As energy from the collision between the ball and bat is transferred into the wooden bat, the bat begins to vibrate. If the ball is struck with the bat’s sweet spot, the thick part (aka the barrel), the bat vibrates closer to its fundamental frequency, causing more energy to be transferred to the ball. When a hitter strikes the ball too close to the end of the bat or the handle of the bat, the bat vibrates at a frequency that is farther away from its fundamental frequency, sending more energy back into the batter’s hands. Showing that there’s no limit to what the numbers can tell you, statisticians have developed a method of measuring well-struck baseballs using Statcast data called “barrels.” Fernando Tatis Jr. led the league in barrels last year and nearly won the MVP Award at the age of 21.

The exit velocity that a hitter can generate depends on how much energy he is able to put into his swing. The author, 5'-10" and 155 pounds soaking wet, could hit baseballs all day at the perfect launch angle and never hit one out of an MLB ballpark. Sadly, I lack the physical strength to produce enough bat speed. 

Luckily for most MLB players, physical strength isn’t an issue. Just watch them line up and hit dinger after dinger in batting practice. It’s muscles and training that let them swing at the proper angle to maximize the value of their contact. They’re able to do this in batting practice where they’re being fed 75-mph “meatballs,” but all bets are off at game time, when the pitcher is going for a win—a pitcher who will force the batter to decide, in the blink of an eye, whether a pitch is a strike or a ball, a fastball or slider, where the ball is located (on the inside or outside of the plate), and whether to swing. To make contact with a 100-mph fastball, a hitter has roughly 0.4 seconds to decide whether to swing or not—truly the blink of an eye. Every kernel of data they’re able to stuff into their heads or use to fine-tune their swing could be the difference between a starting job in the big leagues or riding the bus in the minor leagues.

Analytics: The Future of the Game—Like it or Not 

A popular backlash against the surge of analytics has erupted. Twitter is awash with reasons why analytics-based baseball is ruining the national pastime. While whether analytics are good or bad is debated, the way they have changed the game is unmistakable. Armed with a statistical profile for each hitter, pitchers are getting better at attacking weak spots and holes in batters’ swings, resulting in rapidly growing strikeout rates. Hitters, in contrast, have adopted the idea that a ball hit on the ground is almost worthless. Fielders are being shifted all over the field, leading to a vanishing number of pitches being thrown to fielders symmetrically positioned in the playing field.

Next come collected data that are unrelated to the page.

PR #3109, opened 2026-07-27
fifo: don't reopen a writer-less non-blocking reader as a closed pipe

### LINKED ISSUE #3108: CPU pinned to 100% after restoring LXC container using OpenRC
When performing checkpoint/restore on an LXC container using the lxc-checkpoint command, the cpu will be pinned to 100% in the case of using a container image with OpenRC.

The main culprit is a FIFO used by OpenRC, which is located at `/run/openrc/init.ctl` on an Artix Linux image (artixlinux/artixlinux:base-openrc).

What happens is that after restoring, PID 1 (init) starts using 100% of the cpu. Running `strace -f -p $(lxc-info -pH artix)` shows that epoll is firing constantly on `/run/openrc/init.ctl`.

This issue doesn't happen on gentoo images, since gentoo by default still uses sysvinit, which then invokes OpenRC, as stated [here](https://wiki.gentoo.org/wiki/OpenRC)

Steps to reproduce (assumes all permissions are met or root user):

1. Create the artix container
```bash
docker pull artixlinux/artixlinux:base-openrc

cid=$(docker create artixlinux/artixlinux:base-openrc)

mkdir -p /var/lib/lxc/artix/rootfs
docker export "$cid" | tar -C /var/lib/lxc/artix/rootfs -xf -

docker rm "$cid"

cat > /var/lib/lxc/artix/config <<'EOF'
lxc.uts.name = artix
lxc.rootfs.path = dir:/var/lib/lxc/artix/rootfs
lxc.net.0.type = empty
lxc.init.cmd = /sbin/init
lxc.signal.halt = SIGPWR
EOF
```

2. Start the container
```bash
lxc-start -n artix
```

3. Checkpoint the container
```bash
lxc-checkpoint -n artix -D /tmp/artix -s
```

4. Restore the container
```bash
lxc-checkpoint -n artix -D /tmp/artix -r
```

5. Observe the cpu usage using `top`, inspect the init process of container
```bash
strace -f -p $(lxc-info -pH artix)
```

fyi @mihalicyn (This is regarding the question I had on the lxc/lxc PR)

emirbuljubasic:
`do_open_fifo()` opens a temporary `O_RDWR` fake writer to unblock the restore, then opens the real descriptor while that writer is still present. For an `O_RDONLY|O_NONBLOCK` reader, like OpenRC's `/run/openrc/init.ctl`, this leaves every `poll()` returning `POLLHUP` instead of blocking, so an epoll loop spins at 100% CPU.

As far as I can tell, `fifo_open()` latches `pipe->w_counter` into `filp->f_version` only when such an end is opened with no writer around, and `pipe_poll()` suppresses `POLLHUP` while the two still match. So the fake writer has to be gone before the real descriptor is opened.

Doing that unconditionally is wrong, as @avagin pointed out: an end whose writer has already been opened and closed is a closed pipe and must keep reporting `POLLHUP`. The two states seem to differ nowhere but in `poll()`, so this tells them apart on dump by polling the descriptor drained from the dumpee (it is the dumpee's own `struct file`, so `f_version` is intact) and records the answer in a new `fifo_entry.wait_writer`. Images without the field keep the old behaviour.

Per @rst0git: closing the fake writer drops the last reference to the pipe and takes the just restored pipe size with it, so the pipe parameters are restored on the final descriptor in that case.

The test covers both states. It needs two fifos, since `w_counter` is per inode and a writer opened on one end hangs up every reader of that fifo. I checked that both assertions actually catch something: with the fake writer always kept the test fails on the waiting end, and with it always dropped it fails on @avagin's closed pipe reproducer. `fifo`, `fifo_ro`, `fifo_wronly` and `fifo-ghost` still pass.

### DIFF
--- a/criu/fifo.c
+++ b/criu/fifo.c
@@ -1,4 +1,5 @@
 #include <unistd.h>
+#include <poll.h>
 #include <sys/types.h>
 #include <sys/stat.h>
 #include <fcntl.h>
@@ -41,6 +42,30 @@ static struct pipe_data_dump pd_fifo = {
 	.img_type = CR_FD_FIFO_DATA,
 };
 
+/*
+ * fifo_open() latches pipe->w_counter into filp->f_version for a
+ * non-blocking read-only end opened with no writer around, and
+ * pipe_poll() suppresses POLLHUP while the two still match. An end
+ * that has not seen a writer and one whose writer is gone for good
+ * differ nowhere else, so ask poll().
+ */
+static int fifo_wait_writer(int lfd)
+{
+	struct pollfd pfd = {
+		.fd = lfd,
+		.events = POLLIN,
+	};
+	int ret;
+
+	ret = poll(&pfd, 1, 0);
+	if (ret < 0) {
+		pr_perror("Can't poll fifo");
+		return -1;
+	}
+
+	return !(ret > 0 && (pfd.revents & POLLHUP));
+}
+
 static int dump_one_fifo(int lfd, u32 id, const struct fd_parms *p)
 {
 	struct cr_img *img = img_from_set(glob_imgset, CR_FD_FILES);
@@ -65,6 +90,16 @@ static int dump_one_fifo(int lfd, u32 id, const struct fd_parms *p)
 	e.has_regf_id = true;
 	e.regf_id = rf_id;
 
+	if ((p->flags & O_ACCMODE) == O_RDONLY) {
+		int wait_writer = fifo_wait_writer(lfd);
+
+		if (wait_writer < 0)
+			return -1;
+
+		e.has_wait_writer = true;
+		e.wait_writer = wait_writer;
+	}
+
 	fe.type = FD_TYPES__FIFO;
 	fe.id = e.id;
 	fe.fifo = &e;
@@ -82,37 +117,78 @@ const struct fdtype_ops fifo_dump_ops = {
 
 static struct pipe_data_rst *pd_hash_fifo[PIPE_DATA_HASH_SIZE];
 
+static bool fifo_has_data(u32 id)
+{
+	struct pipe_data_rst *pd;
+
+	for (pd = pd_hash_fifo[id & PIPE_DATA_HASH_MASK]; pd != NULL; pd = pd->next)
+		if (pd->pde->pipe_id == id)
+			return pd->pde->bytes > 0;
+
+	return false;
+}
+
 static int do_open_fifo(int ns_root_fd, struct reg_file_info *rfi, void *arg)
 {
 	struct fifo_info *info = arg;
-	int new_fifo, fake_fifo = -1;
+	int new_fifo = -1, fake_fifo = -1;
+	int flags = rfi->rfe->flags;
+
+	bool read_only = (flags & O_ACCMODE) == O_RDONLY;
+	bool nonblocking = flags & O_NONBLOCK;
+	bool pipe_empty = !fifo_has_data(info->fe->pipe_id);
+	bool wait_writer = info->fe->has_wait_writer && info->fe->wait_writer;
 
 	/*
-	 * The fifos (except read-write fifos) do wait until
-	 * another pipe-end get connected, so to be able to
-	 * proceed the restoration procedure we open a fake
-	 * fifo here.
+	 * An end which had not seen a writer has to be opened with no
+	 * writer around too, or it comes back as a closed pipe and the
+	 * application polling it spins. Such an end never blocks on open,
+	 * so it needs no fake writer at all, and opening one would bump
+	 * w_counter and hang up the ends restored before it. A fifo with
+	 * buffered data is left alone, as the fake writer is the one
+	 * holding the data.
 	 */
-	fake_fifo = openat(ns_root_fd, rfi->path, O_RDWR);
-	if (fake_fifo < 0) {
-		pr_perror("Can't open fake fifo %#x [%s]", info->fe->id, rfi->path);
-		return -1;
+	bool skip_fake_writer = read_only && nonblocking && pipe_empty && wait_writer;
+
+	/*
+	 * FIFOs (except read-write FIFOs) block until the other end is
+	 * opened. Open a temporary read-write descriptor so the restore
+	 * process can proceed.
+	 */
+	if (!skip_fake_writer) {
+		fake_fifo = openat(ns_root_fd, rfi->path, O_RDWR);
+		if (fake_fifo < 0) {
+			pr_perror("Can't open fake fifo %#x [%s]", info->fe->id, rfi->path);
+			return -1;
+		}
+
+		if (info->restore_data) {
+			if (restore_pipe_data(CR_FD_FIFO_DATA, fake_fifo, info->fe->pipe_id, pd_hash_fifo))
+				goto out;
+		}
 	}
 
-	new_fifo = openat(ns_root_fd, rfi->path, rfi->rfe->flags);
+	new_fifo = openat(ns_root_fd, rfi->path, flags);
 	if (new_fifo < 0) {
 		pr_perror("Can't open fifo %#x [%s]", info->fe->id, rfi->path);
 		goto out;
 	}
 
-	if (info->restore_data)
-		if (restore_pipe_data(CR_FD_FIFO_DATA, fake_fifo, info->fe->pipe_id, pd_hash_fifo)) {
+	/*
+	 * With no fake writer around there is nothing else holding the pipe,
+	 * so its parameters are restored on the final descriptor instead.
+	 * The fifo carries no data in this case, so this only restores the
+	 * pipe size, which works on a read-only descriptor too.
+	 */
+	if (info->restore_data && skip_fake_writer) {
+		if (restore_pipe_data(CR_FD_FIFO_DATA, new_fifo, info->fe->pipe_id, pd_hash_fifo)) {
 			close(new_fifo);
 			new_fifo = -1;
 		}
+	}
 
 out:
-	close(fake_fifo);
+	close_safe(&fake_fifo);
 	return new_fifo;
 }
 
--- a/test/zdtm/static/Makefile
+++ b/test/zdtm/static/Makefile
@@ -365,6 +365,7 @@ TST_FILE	=				\
 		fifo				\
 		fifo-ghost			\
 		fifo_ro				\
+		fifo_ro_nonblock		\
 		fifo_wronly			\
 		console				\
 		vt				\
--- a/test/zdtm/static/fifo_ro_nonblock.c
+++ b/test/zdtm/static/fifo_ro_nonblock.c
@@ -1,0 +1,191 @@
+#include <errno.h>
+#include <limits.h>
+#include <stdio.h>
+#include <unistd.h>
+#include <stdlib.h>
+#include <poll.h>
+#include <sys/stat.h>
+#include <fcntl.h>
+
+#include "zdtmtst.h"
+
+const char *test_doc = "Check that O_RDONLY|O_NONBLOCK fifos keep their POLLHUP state after restore";
+const char *test_author = "Emir Buljubasic <emir.buljubasic@bicomsystems.com>";
+
+char *filename;
+TEST_OPTION(filename, string, "file name", 1);
+
+#define FIFO_SIZE (1 << 20)
+
+static int hup(int fd, int timeout)
+{
+	struct pollfd pfd = { .fd = fd, .events = POLLIN };
+	int ret;
+
+	ret = poll(&pfd, 1, timeout);
+	if (ret < 0) {
+		pr_perror("poll() failed");
+		return -1;
+	}
+
+	return (ret > 0 && (pfd.revents & (POLLHUP | POLLERR)));
+}
+
+static int open_fifo_ro(const char *path)
+{
+	int fd;
+
+	if (mknod(path, S_IFIFO | 0600, 0)) {
+		pr_perror("can't make fifo \"%s\"", path);
+		return -1;
+	}
+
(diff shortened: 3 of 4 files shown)


adrianreber:
The CentOS Stream 10 CI failures are unrelated. Looks like the iptables based network locking is not working. On CentOS Stream 10 we should switch to nftables. Let me do that.

criu/fifo.c
```diff
@@ -82,10 +82,25 @@ const struct fdtype_ops fifo_dump_ops = {
...
+
 static int do_open_fifo(int ns_root_fd, struct reg_file_info *rfi, void *arg)
 {
 	struct fifo_info *info = arg;
-	int new_fifo, fake_fifo = -1;
+	int new_fifo = -1, fake_fifo = -1;
+	int flags = rfi->rfe->flags;
+
+	bool drop_writer_early = (flags & O_ACCMODE) == O_RDONLY && (flags & O_NONBLOCK) &&
+				 !fifo_has_data(info->fe->pipe_id);
```
rst0git: Would it be possible to split this into multiple lines so that it is easier to understand?

emirbuljubasic: of course!

rst0git: Sorry, the comment was meant to improve readability. For example, something like the following:
```C
	bool read_only = (flags & O_ACCMODE) == O_RDONLY;
	bool nonblocking = flags & O_NONBLOCK;
	bool pipe_empty = !fifo_has_data(info->fe->pipe_id);

	/*
	 * Read-only, non-blocking FIFOs with no buffered data do not need
	 * the fake writer once the FIFO contents have been restored.
	 */
	bool drop_writer_early = read_only && nonblocking && pipe_empty;

	/*
	 * FIFOs (except read-write FIFOs) block until the other end is
	 * opened. Open a temporary read-write descriptor so the restore
	 * process can proceed.
	 */
	fake_fifo = openat(ns_root_fd, rfi->path, O_RDWR);
	if (fake_fifo < 0) {
		pr_perror("Can't open fake fifo %#x [%s]", info->fe->id, rfi->path);
		return -1;
	}

	if (info->restore_data && restore_pipe_data(CR_FD_FIFO_DATA, fake_fifo, info->fe->pipe_id, pd_hash_fifo))
		goto out;

	if (drop_writer_early) {
		close(fake_fifo);
		fake_fifo = -1;
	}

	new_fifo = openat(ns_root_fd, rfi->path, flags);
	if (new_fifo < 0) {
		pr_perror("Can't open fifo %#x [%s]", info->fe->id, rfi->path);
		goto out;
	}
```

emirbuljubasic: My bad, didn't quite understand what you meant. Should be good now.

criu/fifo.c
```diff
@@ -82,37 +82,62 @@ const struct fdtype_ops fifo_dump_ops = {
...
-	if (info->restore_data)
-		if (restore_pipe_data(CR_FD_FIFO_DATA, fake_fifo, info->fe->pipe_id, pd_hash_fifo)) {
-			close(new_fifo);
-			new_fifo = -1;
-		}
-
 out:
-	close(fake_fifo);
+	if (fake_fifo >= 0)
+		close(fake_fifo);
```
avagin: nit: please use close_safe(&fake_fifo), it closes fd only if it has been initialized.

avagin:
LGTM. Usually, we put test and criu changes into separate patches.

emirbuljubasic:
> LGTM. Usually, we put test and criu changes into separate patches.

I split it into two commits.

criu/fifo.c
```diff
@@ -82,37 +82,61 @@ const struct fdtype_ops fifo_dump_ops = {
...
+	 * process can proceed.
 	 */
 	fake_fifo = openat(ns_root_fd, rfi->path, O_RDWR);
 	if (fake_fifo < 0) {
 		pr_perror("Can't open fake fifo %#x [%s]", info->fe->id, rfi->path);
 		return -1;
 	}
 
-	new_fifo = openat(ns_root_fd, rfi->path, rfi->rfe->flags);
+	if (info->restore_data)
```
rst0git: It looks like this drops the restored pipe size - `dump_one_pipe_data()` always writes a `PipeDataEntry` with `has_size = true` for a fifo dumped through a readable fd and `restore_pipe_data()` applies it to `fake_fifo` via `F_SETPIPE_SZ`. In the `drop_writer_early` path the fake writer is the only descriptor of the fifo, so closing it destroys the pipe object together with the just-restored size, and the reopened fifo comes back with the default 64K.

```
	if (info->restore_data && !drop_writer_early)
		if (restore_pipe_data(CR_FD_FIFO_DATA, fake_fifo, info->fe->pipe_id, pd_hash_fifo))
			goto out;

	/*
	 * Closing the last descriptor destroys the pipe object together
	 * with its restored parameters, so when the writer is dropped
	 * early the pipe parameters are restored on the final descriptor
	 * below instead.
	 */
	if (drop_writer_early) {
		close(fake_fifo);
		fake_fifo = -1;
	}

	new_fifo = openat(ns_root_fd, rfi->path, flags);
	if (new_fifo < 0) {
		pr_perror("Can't open fifo %#x [%s]", info->fe->id, rfi->path);
		goto out;
	}

	/*
	 * The FIFO carries no data here, so this only restores the pipe
	 * size, which works on a read-only descriptor too.
	 */
	if (info->restore_data && drop_writer_early)
		if (restore_pipe_data(CR_FD_FIFO_DATA, new_fifo, info->fe->pipe_id, pd_hash_fifo)) {
			close(new_fifo);
			new_fifo = -1;
		}
```

test/zdtm/static/fifo_ro_nonblock.c
```diff
@@ -0,0 +1,89 @@
...
+	 * instead of spinning.
+	 */
+	fd = open(filename, O_RDONLY | O_NONBLOCK);
+	if (fd < 0) {
+		pr_perror("can't open %s", filename);
+		return 1;
+	}
+
+	/* Sanity: no POLLHUP before C/R. */
+	if (hup(fd, 0)) {
```
rst0git: `hup()` returns -1 when `poll()` fails:
```
	switch (hup(fd, 0)) {
	case -1:
		pr_err("poll() failed before C/R\n");
		return 1;
	case 1:
		pr_err("fifo reports POLLHUP before C/R\n");
		return 1;
	}
```

test/zdtm/static/fifo_ro_nonblock.c
```diff
@@ -0,0 +1,89 @@
...
+#include <fcntl.h>
+
+#include "zdtmtst.h"
+
+const char *test_doc = "Check an O_RDONLY|O_NONBLOCK fifo with no writer does not "
+		       "report POLLHUP (busy-loop) after restore";
+const char *test_author = "Emir Buljubasic <emir.buljubasic@bicomsystems.com>";
+
+char *filename;
+TEST_OPTION(filename, string, "file name", 1);
```
rst0git, line 16: Please extend the test to also cover the pipe size with something like the following:
```
#define FIFO_SIZE (1 << 20)

...
	fd = open(filename, O_RDONLY | O_NONBLOCK);
	if (fd < 0) {
		pr_perror("can't open %s", filename);
		return 1;
	}

	if (fcntl(fd, F_SETPIPE_SZ, FIFO_SIZE) < 0) {
		pr_perror("can't set pipe size on %s", filename);
		return 1;
	}

...

	switch (hup(fd, 100)) {
	case -1:
		fail("poll() failed after restore");
		return 1;
	case 1:
		fail("fifo reports POLLHUP after restore -- would busy-loop");
		return 1;
	}

	/*
	 * The pipe size must survive the restore even though CRIU reopens
	 * the reader against a writer-less (freshly created) pipe object.
	 */
	if (fcntl(fd, F_GETPIPE_SZ) != FIFO_SIZE) {
		fail("fifo lost its pipe size after restore");
		return 1;
	}
```

test/zdtm/static/Makefile
```diff
@@ -365,6 +365,7 @@ TST_FILE	=				\
 		fifo				\
 		fifo-ghost			\
 		fifo_ro				\
+		fifo_ro_nonblock \
```
rst0git: Could align this with tabs:
```suggestion
		fifo_ro_nonblock	\
```

avagin:
Here is one more issue introduced by this patch. We need to distinguish two cases:
* a read-only descriptor created before the write one (waiting for the write one).
* the write end has been closed and the read-only descriptor basically a closed pipe.

Here is a reproducer for the second case:
```
diff --git a/test/zdtm/static/fifo_ro_nonblock.c b/test/zdtm/static/fifo_ro_nonblock.c
index ab0a5e902faa..711421b58187 100644
--- a/test/zdtm/static/fifo_ro_nonblock.c
+++ b/test/zdtm/static/fifo_ro_nonblock.c
@@ -30,7 +30,8 @@ static int hup(int fd, int timeout)
 
 {
-       int fd;
+       int fd, fdw;
+       char buf[1024];
 
        test_init(argc, argv);
 
@@ -57,9 +58,16 @@ int main(int argc, char **argv)
                return 1;
        }
 
+       fdw = open(filename, O_WRONLY);
+       close(fdw);
+
        test_daemon();
        test_waitsig();
 
+       if (read(fd, buf, 1) != 0) {
+               fail("fifo hasn't been closed");
+               return 1;
+       }
        /*
         * After restore poll() must still not report POLLHUP. If it does,
         * CRIU reopened the reader while a (fake) writer was present, and the
@@ -69,9 +77,12 @@ int main(int argc, char **argv)
        case -1:
                fail("poll() failed after restore");
                return 1;
-       case 1:
-               fail("fifo reports POLLHUP after restore -- would busy-loop");
+       case 0:
+               fail("no hup");
                return 1;
+       case 1:
+               //fail("fifo reports POLLHUP after restore -- would busy-loop");
+               break;
        }
 
        if (close(fd) < 0) {
```

avagin:
@emirbuljubasic any update?

emirbuljubasic:
> @emirbuljubasic any update?

Sorry for the delay, I'm on vacation. Will be back on this on monday.

criu/fifo.c
emirbuljubasic: Thanks, fixed.

test/zdtm/static/fifo_ro_nonblock.c
emirbuljubasic: Thanks, added.

emirbuljubasic:
> Here is one more issue introduced by this patch. We need to distinguish two cases:
> 
>     * a read-only descriptor created before the write one (waiting for the write one).
> 
>     * the write end has been closed and the read-only descriptor basically a closed pipe.
> 
> 
> Here is a reproducer for the second case:
> 
> ```
> diff --git a/test/zdtm/static/fifo_ro_nonblock.c b/test/zdtm/static/fifo_ro_nonblock.c
> index ab0a5e902faa..711421b58187 100644
> --- a/test/zdtm/static/fifo_ro_nonblock.c
> +++ b/test/zdtm/static/fifo_ro_nonblock.c
> @@ -30,7 +30,8 @@ static int hup(int fd, int timeout)
>  
>  int main(int argc, char **argv)
>  {
> -       int fd;
> +       int fd, fdw;
> +       char buf[1024];
>  
>         test_init(argc, argv);
>  
> @@ -57,9 +58,16 @@ int main(int argc, char **argv)
>                 return 1;
>         }
>  
> +       fdw = open(filename, O_WRONLY);
> +       close(fdw);
> +
>         test_daemon();
>         test_waitsig();
>  
> +       if (read(fd, buf, 1) != 0) {
> +               fail("fifo hasn't been closed");
> +               return 1;
> +       }
>         /*
>          * After restore poll() must still not report POLLHUP. If it does,
>          * CRIU reopened the reader while a (fake) writer was present, and the
> @@ -69,9 +77,12 @@ int main(int argc, char **argv)
>         case -1:
>                 fail("poll() failed after restore");
>                 return 1;
> -       case 1:
> -               fail("fifo reports POLLHUP after restore -- would busy-loop");
> +       case 0:
> +               fail("no hup");
>                 return 1;
> +       case 1:
> +               //fail("fifo reports POLLHUP after restore -- would busy-loop");
> +               break;
>         }
>  
>         if (close(fd) < 0) {
> ```

@avagin Thanks, I completely missed that case. I've tried to handle it by telling the two apart on dump. The only difference I could find is in poll(), so I poll the descriptor drained from the dumpee (its own struct file, so f_version is still intact) and store the answer in a new `fifo_entry.wait_writer`. Restore only drops the fake writer when it's set, and images without  he field keep the old behaviour.

I wasn't sure about adding a field to the image just for this, so if there's a better place to get this from, or you'd prefer a different approach entirely, I'm happy to redo it.

Your reproducer is in the test now, as a second fifo, since w_counter is per inode and the writer would otherwise hang up the first reader too. One thing I noticed while writing it: read() seems to return 0 in both cases, so I used the poll() check as the actual assertion. Let me know if I've got that wrong.

Thank you everybody for being patient with me and for the informative comments. This is very much outside of my comfort zone.

criu/fifo.c
```diff
@@ -82,37 +117,78 @@ const struct fdtype_ops fifo_dump_ops = {
...
 	/*
-	 * The fifos (except read-write fifos) do wait until
-	 * another pipe-end get connected, so to be able to
-	 * proceed the restoration procedure we open a fake
-	 * fifo here.
+	 * FIFOs (except read-write FIFOs) block until the other end is
+	 * opened. Open a temporary read-write descriptor so the restore
+	 * process can proceed.
 	 */
 	fake_fifo = openat(ns_root_fd, rfi->path, O_RDWR);
```
avagin: why do we need to make fake_fifo if drop_writer_early is true? We can have more that one read-only file descriptors waiting for a writer.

Some fans might not like analytics, but the teams that have been quicker to embrace them are contending for titles, while teams that have been slower to adapt have been left in the basements of their divisions. Those same Moneyball A’s have been to the playoffs 11 times since 2000, despite having a roster that is constantly turning over as star players price themselves out of Oakland. More recently, with a miniscule budget, the Tampa Bay Rays came within two games of winning the 2020 World Series before eventually being defeated by the wealthy Los Angeles Dodgers. Both the Oakland and Tampa Bay franchises rely heavily on analytics.

Players also benefit from the rise of analytics and science in sports. Just ask Trevor Bauer, who’s set to make north of $25 million next year, or Nicholas Castellanos, who parlayed excellent batted ball data and improved numbers into a $64 million deal. The players who embrace and understand the physics of the game, or who at least do more than brush it off as “the nerds upstairs ruining the game,” will have more successful careers. 

And so, science remains undefeated. This time in baseball.